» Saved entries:
------------------------------

PR #6, opened 2021-04-06
Efficient diffing for OrderedSet

numist:
### Description
Adds an overload of `difference(from:)` that implements a linear time algorithm (same as used by Foundation's `NSOrderedSet`, SwiftUI's `List`, and UIKit's Diffable Data Source), as well as an implementation of `applying(:)` that is linear, though slower than if `OrderedSet` conformed to `RangeReplaceableCollection`.

### Detailed Design
```swift
extension OrderedSet {
  /// Returns the collection difference between the parameter and the
  /// receiver, using an algorithm specialized to exploit fast membership
  /// testing and the member uniqueness guarantees of `OrderedSet`.
  ///
  /// - Complexity: O(`self.count + other.count`)
  @available(macOS 10.15, iOS 13, tvOS 13, watchOS 6, *)
  public func difference(
    from other: Self
  ) -> CollectionDifference<Element>

  /// Applies the given difference to this collection.
  ///
  /// - Parameter difference: The difference to be applied.
  ///
  /// - Returns: An instance representing the state of the receiver with the
  ///   difference applied, or `nil` if the difference is incompatible with
  ///   the receiver's state.
  ///
  /// - Complexity: O(*n* + 2 × (*n* + *c*)), where *n* is `self.count` and *c*
  ///   is the number of changes contained by the parameter.
  @available(macOS 10.15, iOS 13, tvOS 13, watchOS 6, *)
  public func applying(_ difference: CollectionDifference<Element>) -> Self?
}
```

### Documentation
As shown above:

* `OrderedSet.difference(from:)` has headerdoc that refines the documentation from `BidirectionalCollection.difference(from:)` (which it overloads)
* `OrderedSet.applying(:)` has headerdoc that duplicates `RangeReplaceable.applying(:)` but with a slower `Complexity` 😬

### Testing
Pretty exhaustive correctness and performance testing added in `OrderedSet Diffing Tests.swift`.

### Performance
All unit tests perform a diff with a box type with counters for calls to `==` and `hash(into:)`, and then validate that both are < nlogn. Despite advertising linear performance, checking "less than the next meaningful order of magnitude" allows the non-deterministic tests some wiggle room for constant factors, multiple linear passes, and bad hash luck while still proving performance far superior to traditional diffing algorithms, which run in O(n**2) worst case (represented in the unit tests).

The implementation of `applying(:)` is still O(n), but definitely exposes room for improvement in the stdlib—a single-pass implementation could exist for all collection types with an O(1) `append(:)` but implementing it here would duplicate [`RangeReplaceableCollection.applying(:)`](https://github.com/apple/swift/blob/main/stdlib/public/core/Diffing.swift) and all of its support functions.

### Source Impact
Solely additive changes.

### Checklist
- [X] I've read the [Contribution Guidelines](../CONTRIBUTING.md)
- [X] I've added tests covering all new code paths my change adds to the project (to the extent possible).
- [X] I've verified that my change does not break any existing tests or introduce unexpected benchmark regressions.
- [X] I've updated the documentation (if appropriate).

### DIFF
--- a/Sources/OrderedCollections/OrderedSet/OrderedSet+Diffing.swift
+++ b/Sources/OrderedCollections/OrderedSet/OrderedSet+Diffing.swift
@@ -75,5 +75,27 @@ extension OrderedSet {
     }
     return CollectionDifference(changes)!
   }
+
+  /* Replicating RangeReplaceableCollection.applying here would involve
+   * duplicating a ton of IPI from the stdlib. Dropping down to Array and back
+   * to OrderedSet is still O(n)-ish which still beats the naïve application
+   * algorithm of "remove, then insert"
+   */
+  /// Applies the given difference to this collection.
+  ///
+  /// - Parameter difference: The difference to be applied.
+  ///
+  /// - Returns: An instance representing the state of the receiver with the
+  ///   difference applied, or `nil` if the difference is incompatible with
+  ///   the receiver's state.
+  ///
+  /// - Complexity: O(*n* + 2 × (*n* + *c*)), where *n* is `self.count` and *c*
+  ///   is the number of changes contained by the parameter.
+  @available(macOS 10.15, iOS 13, tvOS 13, watchOS 6, *)
+  public func applying(_ difference: CollectionDifference<Element>) -> Self? {
+    guard let array = Array(self).applying(difference) else { return nil }
+    let result = OrderedSet(array)
+    return result.count == array.count ? result : nil
+  }
 }
 
--- a/Sources/OrderedCollections/OrderedSet/OrderedSet+Diffing.swift
+++ b/Sources/OrderedCollections/OrderedSet/OrderedSet+Diffing.swift
@@ -89,7 +89,7 @@ extension OrderedSet {
   ///   difference applied, or `nil` if the difference is incompatible with
   ///   the receiver's state.
   ///
-  /// - Complexity: O(*n* + 2 × (*n* + *c*)), where *n* is `self.count` and *c*
+  /// - Complexity: O(*n* + *c*), where *n* is `self.count` and *c*
   ///   is the number of changes contained by the parameter.
   @available(macOS 10.15, iOS 13, tvOS 13, watchOS 6, *)
   public func applying(_ difference: CollectionDifference<Element>) -> Self? {
--- a/Sources/OrderedCollections/OrderedSet/OrderedSet+Diffing.swift
+++ b/Sources/OrderedCollections/OrderedSet/OrderedSet+Diffing.swift
@@ -57,12 +57,12 @@ extension OrderedSet {
             assert(y == axinb)
             // `a[x]` == `b[y]`
             x += 1; y += 1
-          } else if byina - x >= axinb - y {
-            // `b[y]` exists further away from the current position in `a` than `a[x]` does in `b`
-            remove()
-          } else {
+          } else if byina - x < axinb - y {
             // `a[x]` exists further away from the current position in `b` than `b[y] does in `a`
             insert()
+          } else {
+            // `b[y]` exists further away from the current position in `a` than `a[x]` does in `b`
+            remove()
           }
         } else {
           // `b[y]` does not exist in `a`, the element must have been inserted
--- a/Sources/OrderedCollections/OrderedSet/OrderedSet+Diffing.swift
+++ b/Sources/OrderedCollections/OrderedSet/OrderedSet+Diffing.swift
@@ -14,7 +14,7 @@ extension OrderedSet {
   /// receiver, using an algorithm specialized to exploit fast membership
   /// testing and the member uniqueness guarantees of `OrderedSet`.
   ///
-  /// - Complexity: O(`left.count + right.count`)
+  /// - Complexity: O(`self.count + other.count`)
   @available(macOS 10.15, iOS 13, tvOS 13, watchOS 6, *)
   public func difference(
     from other: Self
--- a/Sources/OrderedCollections/OrderedSet/OrderedSet+Diffing.swift
+++ b/Sources/OrderedCollections/OrderedSet/OrderedSet+Diffing.swift
@@ -1,0 +1,79 @@
+//===----------------------------------------------------------------------===//
+//
+// This source file is part of the Swift Collections open source project
+//
+// Copyright (c) 2021 Apple Inc. and the Swift project authors
+// Licensed under Apache License v2.0 with Runtime Library Exception
+//
+// See https://swift.org/LICENSE.txt for license information
+//
+//===----------------------------------------------------------------------===//
+
+extension OrderedSet {
+  /// Returns the collection difference between the parameter and the
+  /// receiver, using an algorithm specialized to exploit fast membership
+  /// testing and the member uniqueness guarantees of `OrderedSet`.
+  ///
+  /// - Complexity: O(`left.count + right.count`)
+  @available(macOS 10.15, iOS 13, tvOS 13, watchOS 6, *)
+  public func difference(
+    from other: Self
+  ) -> CollectionDifference<Element> {
+    /* While admitting that variables with names like "a", "b", "x", and "y" are not especially readable, their use (and meaning) is standard in the diffing literature and familiarity with that literature will help if you're reading this code anyway. */
+    let a = other // The collection we're diffing "from". An element present in this collection but not the other is a "remove"
+    var x = 0 // The working index into `a`
+    let b = self // The collection we're diffing "to". An element present in this collection but not the other is an "insert"
+    var y = 0 // The working index into `b`
+
+    var changes = Array<CollectionDifference<Element>.Change>()
+    func remove() {
+      let ax = a[x]
+      changes.append(.remove(offset: x, element: ax, associatedWith: b.lastIndex(of: ax)))
+      x += 1
+    }
+    func insert() {
+      let by = b[y]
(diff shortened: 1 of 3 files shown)


634750802:
The link https://github.com/apple/swift-collections/CONTRIBUTING.md seems not a valid url.

Sources/OrderedCollections/OrderedSet/OrderedSet+Diffing.swift
```diff
@@ -0,0 +1,101 @@
...
+  ///
+  /// - Returns: An instance representing the state of the receiver with the
+  ///   difference applied, or `nil` if the difference is incompatible with
+  ///   the receiver's state.
+  ///
+  /// - Complexity: O(*n* + 2 × (*n* + *c*)), where *n* is `self.count` and *c*
+  ///   is the number of changes contained by the parameter.
+  @available(macOS 10.15, iOS 13, tvOS 13, watchOS 6, *)
+  public func applying(_ difference: CollectionDifference<Element>) -> Self? {
+    guard let array = Array(self).applying(difference) else { return nil }
```
lorentey, line 96: Using the `elements` "view" would get rid of the initial copy, making this pretty efficient in the happy case. (`OrderedSet.init(_:)` is already able to simply adopt array storage instead of copying out.)

```suggestion
    guard let array = self.elements.applying(difference) else { return nil }
```

lorentey, line 96: Using the `elements` "view" here would get rid of the initial copy, making this pretty efficient in the happy case. (`OrderedSet.init(_:)` is already able to simply adopt array storage instead of copying out elements one by one.)

```suggestion
    guard let array = self.elements.applying(difference) else { return nil }
```

Tests/OrderedCollectionsTests/OrderedSet/OrderedSet Diffing Tests.swift
```diff
@@ -0,0 +1,142 @@
...
+//
+// See https://swift.org/LICENSE.txt for license information
+//
+//===----------------------------------------------------------------------===//
+
+import XCTest
+import OrderedCollections
+import CollectionsTestSupport
+
+class MeasuringHashable: Hashable {
```
lorentey, line 16: 👍 

(D'oh, I forgot to port the MinimalHashable types from StdlibUnittest!)

Sources/OrderedCollections/OrderedSet/OrderedSet+Diffing.swift
```diff
@@ -0,0 +1,101 @@
...
+//===----------------------------------------------------------------------===//
+
+extension OrderedSet {
+  /// Returns the collection difference between the parameter and the
+  /// receiver, using an algorithm specialized to exploit fast membership
+  /// testing and the member uniqueness guarantees of `OrderedSet`.
+  ///
+  /// - Complexity: O(`self.count + other.count`)
+  @available(macOS 10.15, iOS 13, tvOS 13, watchOS 6, *)
+  public func difference(
```
lorentey, line 19: I wonder how performance would change if we made these `@inlinable @inline(never)`. 🤔

Tests/OrderedCollectionsTests/OrderedSet/OrderedSet Diffing Tests.swift
```diff
@@ -0,0 +1,142 @@
...
+    MeasuringHashable.hashChecks = 0
+
+    let _ = OrderedSet(a.map({MeasuringHashable($0)})).difference(from: OrderedSet(b.map({MeasuringHashable($0)})))
+    let n = a.count + b.count
+
+    /* Expect linear performance, which we can fence in testing as
+     * "less than nlogn" since diffing generally tends to be at least n**2
+     */
+    expectLessThan(MeasuringHashable.equalityChecks, n * n.bitWidth)
+    expectLessThan(MeasuringHashable.hashChecks, n * n.bitWidth)
```
lorentey, line 49: 💯💯💯

lorentey (approved):
This is excellent, thank you! 💯 

I'll run the new benchmarks with/without the improved methods offline -- I'm curious how well the benchmarking package handles these. (Esp. about how much noise there will be due to random input.)

lorentey:
@swift-ci test

Tests/OrderedCollectionsTests/OrderedSet/OrderedSet Diffing Tests.swift
numist: Why doesn't the stdlib have a logarithm function anyway?

Sources/OrderedCollections/OrderedSet/OrderedSet+Diffing.swift
numist: How does one run a single benchmark? The entire suite takes about 2000s on my machine 😬

Sources/OrderedCollections/OrderedSet/OrderedSet+Diffing.swift
numist: Oh excellent

drexin:
@swift-ci test

numist:
> I'll run the new benchmarks with/without the improved methods offline -- I'm curious how well the benchmarking package handles these. (Esp. about how much noise there will be due to random input.)

In my experience randomized inputs to diffing algorithms introduce less jitter than one would expect—most algorithms tend to be optimized for inputs where `b` is clearly derived from `a` so truly random inputs just invoke their worst case performance (Myers) or edit script length (Heckel). Myers even does fairly well against random inputs when the alphabet is small ([measured ~34k comparisons when diffing two binary strings with n = 500](https://github.com/numist/Diffing-Explorations#appendix-data) compared to a worst case 250k) since strings derived from a smaller alphabet are more likely to contain matches.

The algorithm implemented here compromises edit script length in favour of performance; an example of this can be found in `test_fuzzerDiscovered01`, where diffing a → b produces a larger edit script than diffing b → a:

``` swift
  func test_fuzzerDiscovered01() {
     // b → a X  X  X  X  X        X
     // a → b X  X  X  X  X  X     X
     let a = [3, 7, 2, 5, 9, 1, 8, 4]
     let b = [4, 2, 1, 7, 8, 6]
     // a → b X  X  X  X     X
     // b → a X  X     X     X
     _validate(from: a, to: b, mutations: -1)
   }
```

Sources/OrderedCollections/OrderedSet/OrderedSet+Diffing.swift
lorentey: You can use the `--filter` and `--exclude` options to only run tasks that match (or don't match) a specific regex!

(Alternatively, you can set up a custom library JSON that configures the charts you want to see, then run it with `library run --library foo.json`. It might be overkill for a couple of charts though!)

Tests/OrderedCollectionsTests/OrderedSet/OrderedSet Diffing Tests.swift
lorentey: BinaryInteger does have a customization point for it, it just isn't public yet -- it's currently called `_binaryLogarithm()`. (By default it is defined in terms of `leadingZeroBitCount`.)

numist:
Unfortunately the benchmark tool seems to die somewhere between 64k and 128k when measuring `Collection.difference(from:)`:

```
% swift run -c release swift-collections-benchmark run results --cycles 5 --filter " diff "
[0/0] Build complete!
Running 2 tasks on 76 sizes from 1 to 1M:
  OrderedSet<Int> previous diff computation
  OrderedSet<Int> diff application
Output file: /Volumes/stuff/numist/Code/oss/Swift Collections/results
Appending to existing data (if any) for these tasks/sizes.

Collecting data:
  1.2.4...8...16...32...64...128...256...512...1k...2k...4k...8k...16k...32k...64k..fish: Job 1, 'swift run -c release swift-coll…' terminated by signal SIGKILL (Forced quit)
```

But that does give us enough data to see the Myers implementation complexity lifting off:

chart

numist:
@swift-ci test

lorentey:
It seems to me we can enable specializations in a subsequent refinement. (My secret plan is that having the benchmarks in place will be a nice test case for the `results compare` command of the benchmarking facility.)

It looks like you were right about jitter! It is higher than usual, but it's not overly huge. 

(I find it interesting how the sample mean seems to be close to the middle of the "error" bands -- in less random cases, it is usually hugging the minimum, rather than being centered between the min and the mean+2*stddev curve. If I knew anything about statistics, this would probably indicate something about how the measured distribution differs from the usual case. 😇)

numist:
> (I find it interesting how the sample mean seems to be close to the middle of the "error" bands -- in less random cases, it is usually hugging the minimum, rather than being centered between the min and the mean+2*stddev curve. If I knew anything about statistics, this would probably indicate something about how the measured distribution differs from the usual case. 😇)

If you want a nice rabbit hole, you could try drawing the graphs as a [Density Line Chart](https://arxiv.org/pdf/1808.06019.pdf)—the mean may not represent a plausible series itself anyway (if, say, the results are highly bimodal)!

lorentey:
I have had a todo item for a while to implement scatter plots -- the lines are meaningless anyway, and as long as we aren't rendering too many benchmarks, the points would probably show up great. (The last time I tried it was when I was still doing these with pivot tables in Excel. 🙈)

I've also been meaning to dust of some stats textbooks. I'm sure I'll get around to it eventually. 😇

PR #21, opened 2021-04-13
Add the @discardableResult attribute to OrderedSet.insert(_:at:)

### LINKED ISSUE #19: OrderedSet.insert should be @discardableResult
Often I just need to insert an element into the OrderedSet. For now I need to prefix that with '_ = ' which in my option should be avoided. Please consider adding @discardableResult to 

insert(_ item: Element, at index: Index) -> (inserted: Bool, index: Index)

Best, Felix

kielgillard:
Fixes #19.

It does not seem appropriate to write a test for this change. However, I am open to other points of view and will gladly own further work.

### Checklist

### DIFF
--- a/Sources/OrderedCollections/OrderedSet/OrderedSet+Insertions.swift
+++ b/Sources/OrderedCollections/OrderedSet/OrderedSet+Insertions.swift
@@ -152,6 +152,7 @@ extension OrderedSet {
   ///    type, if it implements high-quality hashing. (Insertions need to make
   ///    room in the storage array to add the inserted element.)
   @inlinable
+  @discardableResult
   public mutating func insert(
     _ item: Element,
     at index: Index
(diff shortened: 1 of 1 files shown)


lorentey (approved):
This looks good, thank you!

It would be useful to see if there any other APIs in the package that are currently missing this attribute -- if we missed one, we may have missed others.

lorentey:
@swift-ci test

kielgillard:
I did wonder if the following functions should have this attribute, too:
`updateOrAppend(_ item: Element) -> Element?`
`updateOrInsert(_ item: Element, at index: Index) -> (originalMember: Element?, index: Index)`

lorentey:
@kielgillard I think so, if only by analogue to `SetAlgebra`'s `update(with:)` requirement. Can you add those to this PR? 😊

(I wonder how often these would be used without looking at the return value, but there is nothing wrong with discarding it, either -- and I don't think we want to force people to do the `_ = foo.updateOrAppend(...)` dance to achieve that.)

kielgillard:
@swift-ci test

kielgillard:
@lorentey done.

My intuition is people will probably be using these "update or" APIs specifically for the return value but, like you said, there's no need for the API to be a jerk about it in case you don't want it!

lorentey:
Looks good, thanks! 👍 

@swift-ci test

------------------------------

From the data above, pick out each line containing "membership" and copy it.

  /// receiver, using an algorithm specialized to exploit fast membership
   /// receiver, using an algorithm specialized to exploit fast membership
+  /// receiver, using an algorithm specialized to exploit fast membership
+  /// receiver, using an algorithm specialized to exploit fast membership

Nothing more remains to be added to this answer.